**Requirement**
The records below must be returned in full and unaltered.

**Dataset items**

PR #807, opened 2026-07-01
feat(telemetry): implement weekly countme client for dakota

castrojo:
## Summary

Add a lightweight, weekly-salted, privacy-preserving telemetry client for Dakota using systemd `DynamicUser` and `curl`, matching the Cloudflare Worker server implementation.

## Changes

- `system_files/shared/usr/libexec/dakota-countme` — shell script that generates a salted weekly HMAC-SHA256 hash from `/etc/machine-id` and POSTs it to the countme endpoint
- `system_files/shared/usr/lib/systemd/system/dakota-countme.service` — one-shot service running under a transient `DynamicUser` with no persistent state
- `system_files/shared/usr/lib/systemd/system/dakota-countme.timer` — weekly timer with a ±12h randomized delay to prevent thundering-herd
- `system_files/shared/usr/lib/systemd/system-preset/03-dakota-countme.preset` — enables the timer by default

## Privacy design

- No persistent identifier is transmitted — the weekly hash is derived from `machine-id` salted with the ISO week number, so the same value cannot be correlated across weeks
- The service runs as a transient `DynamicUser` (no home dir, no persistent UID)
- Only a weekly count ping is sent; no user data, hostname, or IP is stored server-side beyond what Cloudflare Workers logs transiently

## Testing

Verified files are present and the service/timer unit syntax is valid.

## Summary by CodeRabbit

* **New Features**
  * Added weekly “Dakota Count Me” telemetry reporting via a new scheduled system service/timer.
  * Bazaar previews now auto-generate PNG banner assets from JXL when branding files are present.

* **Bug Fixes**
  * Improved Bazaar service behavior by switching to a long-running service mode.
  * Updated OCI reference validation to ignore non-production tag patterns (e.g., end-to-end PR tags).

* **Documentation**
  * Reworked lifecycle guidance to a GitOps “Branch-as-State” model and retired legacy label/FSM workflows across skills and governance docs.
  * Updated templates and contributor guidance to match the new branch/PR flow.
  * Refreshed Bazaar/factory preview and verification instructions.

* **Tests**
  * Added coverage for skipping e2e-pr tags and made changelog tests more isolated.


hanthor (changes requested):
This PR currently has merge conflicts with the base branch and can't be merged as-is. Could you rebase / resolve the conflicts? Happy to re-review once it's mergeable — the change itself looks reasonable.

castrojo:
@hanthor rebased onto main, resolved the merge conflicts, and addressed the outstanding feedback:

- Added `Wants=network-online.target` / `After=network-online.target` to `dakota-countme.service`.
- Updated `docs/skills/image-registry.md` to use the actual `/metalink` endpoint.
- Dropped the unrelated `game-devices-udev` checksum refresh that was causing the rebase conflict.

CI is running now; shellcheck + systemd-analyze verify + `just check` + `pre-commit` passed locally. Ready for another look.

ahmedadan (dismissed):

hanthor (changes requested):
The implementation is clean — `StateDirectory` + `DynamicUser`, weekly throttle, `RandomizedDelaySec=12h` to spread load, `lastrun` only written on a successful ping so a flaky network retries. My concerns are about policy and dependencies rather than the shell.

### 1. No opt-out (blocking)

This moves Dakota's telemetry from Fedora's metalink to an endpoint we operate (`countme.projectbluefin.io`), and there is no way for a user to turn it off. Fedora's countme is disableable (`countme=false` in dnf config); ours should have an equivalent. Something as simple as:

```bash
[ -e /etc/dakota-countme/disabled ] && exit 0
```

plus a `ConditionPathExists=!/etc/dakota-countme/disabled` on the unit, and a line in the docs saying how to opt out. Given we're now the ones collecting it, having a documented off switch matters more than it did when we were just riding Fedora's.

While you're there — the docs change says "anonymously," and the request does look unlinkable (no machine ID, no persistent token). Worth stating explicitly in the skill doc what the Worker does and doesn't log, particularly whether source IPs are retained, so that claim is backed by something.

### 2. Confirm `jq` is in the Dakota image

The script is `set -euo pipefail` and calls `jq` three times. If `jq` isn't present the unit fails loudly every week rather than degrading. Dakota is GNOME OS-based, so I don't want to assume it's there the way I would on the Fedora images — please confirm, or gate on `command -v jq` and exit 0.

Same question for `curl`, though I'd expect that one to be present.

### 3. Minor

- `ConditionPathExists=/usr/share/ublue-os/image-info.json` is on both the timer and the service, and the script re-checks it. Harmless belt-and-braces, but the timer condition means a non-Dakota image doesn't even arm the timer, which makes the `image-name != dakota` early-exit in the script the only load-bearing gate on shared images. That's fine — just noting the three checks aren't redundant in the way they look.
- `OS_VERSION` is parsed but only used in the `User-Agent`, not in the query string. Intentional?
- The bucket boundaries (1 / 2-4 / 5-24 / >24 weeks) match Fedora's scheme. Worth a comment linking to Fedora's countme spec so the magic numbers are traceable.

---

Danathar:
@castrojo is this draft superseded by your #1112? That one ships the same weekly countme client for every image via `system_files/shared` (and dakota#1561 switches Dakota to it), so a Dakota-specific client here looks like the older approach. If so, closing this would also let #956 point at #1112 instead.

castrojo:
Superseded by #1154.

**Solution to the exercise**
PR #807, opened 2026-07-01
feat(telemetry): implement weekly countme client for dakota

castrojo:
## Summary

Add a lightweight, weekly-salted, privacy-preserving telemetry client for Dakota using systemd `DynamicUser` and `curl`, matching the Cloudflare Worker server implementation.

## Changes

- `system_files/shared/usr/libexec/dakota-countme` — shell script that generates a salted weekly HMAC-SHA256 hash from `/etc/machine-id` and POSTs it to the countme endpoint
- `system_files/shared/usr/lib/systemd/system/dakota-countme.service` — one-shot service running under a transient `DynamicUser` with no persistent state
- `system_files/shared/usr/lib/systemd/system/dakota-countme.timer` — weekly timer with a ±12h randomized delay to prevent thundering-herd
- `system_files/shared/usr/lib/systemd/system-preset/03-dakota-countme.preset` — enables the timer by default

## Privacy design

- No persistent identifier is transmitted — the weekly hash is derived from `machine-id` salted with the ISO week number, so the same value cannot be correlated across weeks
- The service runs as a transient `DynamicUser` (no home dir, no persistent UID)
- Only a weekly count ping is sent; no user data, hostname, or IP is stored server-side beyond what Cloudflare Workers logs transiently

## Testing

Verified files are present and the service/timer unit syntax is valid.

## Summary by CodeRabbit

* **New Features**
  * Added weekly “Dakota Count Me” telemetry reporting via a new scheduled system service/timer.
  * Bazaar previews now auto-generate PNG banner assets from JXL when branding files are present.

* **Bug Fixes**
  * Improved Bazaar service behavior by switching to a long-running service mode.
  * Updated OCI reference validation to ignore non-production tag patterns (e.g., end-to-end PR tags).

* **Documentation**
  * Reworked lifecycle guidance to a GitOps “Branch-as-State” model and retired legacy label/FSM workflows across skills and governance docs.
  * Updated templates and contributor guidance to match the new branch/PR flow.
  * Refreshed Bazaar/factory preview and verification instructions.

* **Tests**
  * Added coverage for skipping e2e-pr tags and made changelog tests more isolated.


hanthor (changes requested):
This PR currently has merge conflicts with the base branch and can't be merged as-is. Could you rebase / resolve the conflicts? Happy to re-review once it's mergeable — the change itself looks reasonable.

castrojo:
@hanthor rebased onto main, resolved the merge conflicts, and addressed the outstanding feedback:

- Added `Wants=network-online.target` / `After=network-online.target` to `dakota-countme.service`.
- Updated `docs/skills/image-registry.md` to use the actual `/metalink` endpoint.
- Dropped the unrelated `game-devices-udev` checksum refresh that was causing the rebase conflict.

CI is running now; shellcheck + systemd-analyze verify + `just check` + `pre-commit` passed locally. Ready for another look.

ahmedadan (dismissed):

hanthor (changes requested):
The implementation is clean — `StateDirectory` + `DynamicUser`, weekly throttle, `RandomizedDelaySec=12h` to spread load, `lastrun` only written on a successful ping so a flaky network retries. My concerns are about policy and dependencies rather than the shell.

### 1. No opt-out (blocking)

This moves Dakota's telemetry from Fedora's metalink to an endpoint we operate (`countme.projectbluefin.io`), and there is no way for a user to turn it off. Fedora's countme is disableable (`countme=false` in dnf config); ours should have an equivalent. Something as simple as:

```bash
[ -e /etc/dakota-countme/disabled ] && exit 0
```

plus a `ConditionPathExists=!/etc/dakota-countme/disabled` on the unit, and a line in the docs saying how to opt out. Given we're now the ones collecting it, having a documented off switch matters more than it did when we were just riding Fedora's.

While you're there — the docs change says "anonymously," and the request does look unlinkable (no machine ID, no persistent token). Worth stating explicitly in the skill doc what the Worker does and doesn't log, particularly whether source IPs are retained, so that claim is backed by something.

### 2. Confirm `jq` is in the Dakota image

The script is `set -euo pipefail` and calls `jq` three times. If `jq` isn't present the unit fails loudly every week rather than degrading. Dakota is GNOME OS-based, so I don't want to assume it's there the way I would on the Fedora images — please confirm, or gate on `command -v jq` and exit 0.

Same question for `curl`, though I'd expect that one to be present.

### 3. Minor

- `ConditionPathExists=/usr/share/ublue-os/image-info.json` is on both the timer and the service, and the script re-checks it. Harmless belt-and-braces, but the timer condition means a non-Dakota image doesn't even arm the timer, which makes the `image-name != dakota` early-exit in the script the only load-bearing gate on shared images. That's fine — just noting the three checks aren't redundant in the way they look.
- `OS_VERSION` is parsed but only used in the `User-Agent`, not in the query string. Intentional?
- The bucket boundaries (1 / 2-4 / 5-24 / >24 weeks) match Fedora's scheme. Worth a comment linking to Fedora's countme spec so the magic numbers are traceable.

---

Danathar:
@castrojo is this draft superseded by your #1112? That one ships the same weekly countme client for every image via `system_files/shared` (and dakota#1561 switches Dakota to it), so a Dakota-specific client here looks like the older approach. If so, closing this would also let #956 point at #1112 instead.

castrojo:
Superseded by #1154.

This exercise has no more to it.